Kesalahan (10)

89 7 0
                                    

Sampai malam hari, aku mengurung diri di kamar meskipun Mba Yanti telah mencabut kunci kamarku dan membawanya pulang. Sebelumnya, ia meminta izin untuk menginap karena ia masih tidak percaya padaku, namun aku dapat meyakinkan jika aku tidak apa-apa, sekarang, entah nanti akan bagaimana. 

Malam ini, aku masih saja terbayang soal apa yang Mba Yanti katakan. Aku meminta Mas Neo untuk tidur di kamarku karena aku tak ingin tidur di kamar Mas Neo, bisa-bisa aku muntah lagi. Seperti malam-malam sebelumnya, ia belajar dengan fokus sampai larut malam, sedangkan aku benar-benar tidak mood untuk belajar karena harapanku untuk masuk perguruan tinggi sudah pupus. Sangat pupus. Bahkan aku tak akan mengikuti UMPTN. Aku tak ingin kuliah seperti ini! Tidak bisa! Sebelum anak ini aku gugurkan, aku tak ingin kuliah di manapun. 

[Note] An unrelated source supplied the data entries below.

PR #720, opened 2022-10-25
Add libffi 3.4.4

xclaesse:
This is a rebase of
https://gitlab.freedesktop.org/gstreamer/meson-ports/libffi onto 3.4.4 release.

It has been submitted upstream:
https://github.com/libffi/libffi/pull/746


xclaesse:
This is WIP because is requires Meson 0.64.0 release for MASM support.

xclaesse:
CC @nirbheek @tp-m

subprojects/packagefiles/libffi/meson-scripts/test-unwind-section.py
```diff
@@ -0,0 +1,36 @@
...
+        extern void foo();
+        int main(){foo();}
+    ''')
+
+args = sys.argv[1:]
+subprocess.check_call(args + ['-Wa,--fatal-warnings', '-c', infile1, '-o', outfile1],
+                      stdout=subprocess.PIPE, universal_newlines=True)
+subprocess.check_call(args + [infile2, outfile1], stdout=subprocess.PIPE, universal_newlines=True)
+
+sys.exit(0)
```
neheb, line 36: Missing end newline, here and elsewhere

xclaesse: fixed.

nirbheek:
What is the policy regarding adding wraps to wrapdb that also have the same meson port upstream? Maybe we should wait and see if libffi merges the meson build files? It's looking quite likely that it will be merged IMO.

jpakkane:
I don't think there is one but I'd say in this case it is a matter of how long does it take until upstream makes a release with Meson files. If it is expected to take long (weeks) then I'd say just merge this. It will get fixed on next upload anyway.

xclaesse:
I'll let a bit of time for upstream reviews, it's annoying to update in both sides anyway.

bgilbert:
This looks a bit stalled upstream.  Would it make sense to merge it here meanwhile?

PR #721, opened 2022-10-25
sdl2: try to make build fail

neheb:


neheb:
ping @Jan200101

neheb:
the reason Build all is failing is because some packages install qt, which includes dbus.

Jan200101:
Thank you for finding a way to reproduce this.

I have tracked this down to https://github.com/mesonbuild/wrapdb/blob/b5fcb4f408d331b8c512fefe6862d802d1b8c3a6/subprojects/packagefiles/sdl2/meson.build#L348-L351

through which we end up compiling

https://github.com/mesonbuild/wrapdb/blob/b5fcb4f408d331b8c512fefe6862d802d1b8c3a6/subprojects/packagefiles/sdl2/src/core/meson.build#L23-L27

and then include

https://github.com/libsdl-org/SDL/blob/b085c18251bc0298b1a78a621025978702ca07f7/src/core/linux/SDL_fcitx.c#L31-L33

which then goes down a short import chain before trying to use an undefined `Cursor`, which X.h should have provided.

Brew appears to be using the official xlib and X.h has the correct definition.
SDL_x11dyn.h has an import to Xlib.h which includes X.h, so that is fine too.

Could it be that MacOS ships with incomplete X11 headers?
I guess a workaround for now is simply disabling x11 on MacOS.

neheb:
Or disable dbus on macOS.

jpakkane:
Or both of them, really.

Jan200101:
Upstream entirely ignores X11 on MacOS, so lets do the same here.

PR #722, opened 2022-10-27
[RFC]treewide: run through dos2unix

neheb:


jpakkane:
The test script should be changed to check for Dos newlines, otherwise this is going to break again in the future.

xclaesse:
> The test script should be changed to check for Dos newlines, otherwise this is going to break again in the future.

Isn't the git attribute going to rewrite in UNIX eol and utf8 automatically when committing? If not, what does those attributes?

PR #723, opened 2022-10-27
SpeexDSP: Add a compiler-check for Neon on 32-bit Arm hosts

kcgen:
This check will fail on pre-Arm v7 hosts (like the Raspberry Pi 1) that don't have Neon support.


neheb:
Why not just use check_header on arm_neon?

kcgen:
> Why not just use check_header on arm_neon?


The presence of a header (and even the ability to compile its routines) is often possible regardless of the host processor's ability to run those instructions. 

For example, my Skylake system doesn't support the AVX2 instruction sets, however GCC provides and headers and even compiles the code:

```
g++ -march=skylake-avx512 -Ofast avx2.cpp
```

But the real test comes at runtime:

```
[06:12:22@server avx] ./a.out
Illegal instruction
[06:12:27@server avx] echo $?
132
```

In this case with Neon, we want to limit the compiler's own abilities to emit those instructions if the host doesn't support them (like on the Pi 1); but we do want those optimizations on newer Arm hosts. 

Unfortunately GCC doesn't have thorough host introspection on Arm, otherwise we could use a flag like `-march=native` that on x86-64 figures out which sse/avx/avx2/.. instructions the host supports.

(I should clarify that one purpose of this check is about limiting the compiler's own use of SIMD  instructions when optimizing bog-standard C code).

PR #782, opened 2022-11-17
icu: Fixes for consistency, Windows and Android support

amyspark:
👋 

This PR's general goal is to make the libicu wrap be consistent with the autotools-based toolchain.

New features:

- libicudata can now be built out of the box
- proper library naming following the official toolchain's convention
- inclusion of resource files (for DLL metadata)
- Android support

Bugfixes:

- inclusion of SOVERSION to work around Windows having a stunted copy of libicu
- use consistent library type and the corresponding linking for MSVC
- a fix for a compatibility warning with Meson 0.49
- a fix for the wrong check being done for ELF format

There are a couple code fixes that are needed upstream for this to work, affecting the MinGW support. I'll refer to the corresponding PR once I submit it.


amyspark:
See the following PRs for associated bug fixes: unicode-org/icu#2252, unicode-org/icu#2253, unicode-org/icu#2254

amyspark:
Going to add the pkg-config entries later today or tomorrow, please stay tuned.

subprojects/packagefiles/icu/meson.build
```diff
@@ -34,6 +34,20 @@ if get_option('default_library') == 'static'
   add_project_arguments('-DU_STATIC_IMPLEMENTATION', language: 'c')
   add_project_arguments('-DU_STATIC_IMPLEMENTATION', language: 'cpp')
   usage_args = ['-DU_STATIC_IMPLEMENTATION']
+  if host_machine.system() == 'windows' and cpp.get_argument_syntax() == 'msvc'
```
neheb, line 44: is it even possible for argument syntax to be msvc on non windows?

subprojects/packagefiles/icu/source/data/meson.build
```diff
@@ -10,7 +10,14 @@ endif
 
 if host_machine.system() == 'windows'
   if cpp.get_argument_syntax() == 'msvc'
```
neheb, line 12: Same as previous.

amyspark:
@neheb thanks for the review! I will send the corrections later re: MSVC.

I just added Android support, that will enable us at Krita to use this wrap for all our supported OSes. Please check if that's OK with you, as it's a fair bit of duplication (mostly because there's no way to QEMU run an Android executable.)

subprojects/packagefiles/icu/source/data/meson.build
amyspark: Here it's because I'm checking for MSVC vs MinGW. I've moved the check to the GCC/Clang clause, leaving this one for MSVC only.

subprojects/packagefiles/icu/meson.build
amyspark: No, I'll fix it.

amyspark:
I did not tag a new version of the wrap, will it be done on your end?

neheb:
I seem to have overlooked that. Which means CI didn't build anything...

https://github.com/mesonbuild/wrapdb/pull/784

 "Eh, kamu gelisah banget kenapa sih?" Mas Neo masih bertanya tentangku yang semakin tidak karuan ini. Rasanya aku ingin menangis ketika ia bertanya itu, tetapi aku tidak boleh mengundang pertanyaan yang lebih dalam. 

 "Kayaknya aku gak bisa ikut UMPTN, Mas. Aku gak ada persiapan kayak Mas." 

 "Bisa!Harus bisa! Ayolah, Nia! Masa iya gak bisa sih? Udah setahun loh kita belajar bareng! Jangan cuma karena kamu gak mood belajar semingguan ini kamu jadi gak ikut UMPTN!" Masalahnya bukan hanya tidak mood, tetapi aku tidak mungkin kuliah sambil mengandung bayi, Mas. Apalagi bayi ini terbuat dari hubungan terlarang. Mau dikata apa oleh orang-orang? Kita bisa dianggep orang gila.

 "Ah, Nia. Kita kan berjuang bersama. Aku gak mau pisah sama kamu! Ayolah. Apa salahnya mencoba, Nia?" Duh, ia sangat membuatku terasa lebih hidup, tetapi apa boleh buat. Ini juga kesalahannya. 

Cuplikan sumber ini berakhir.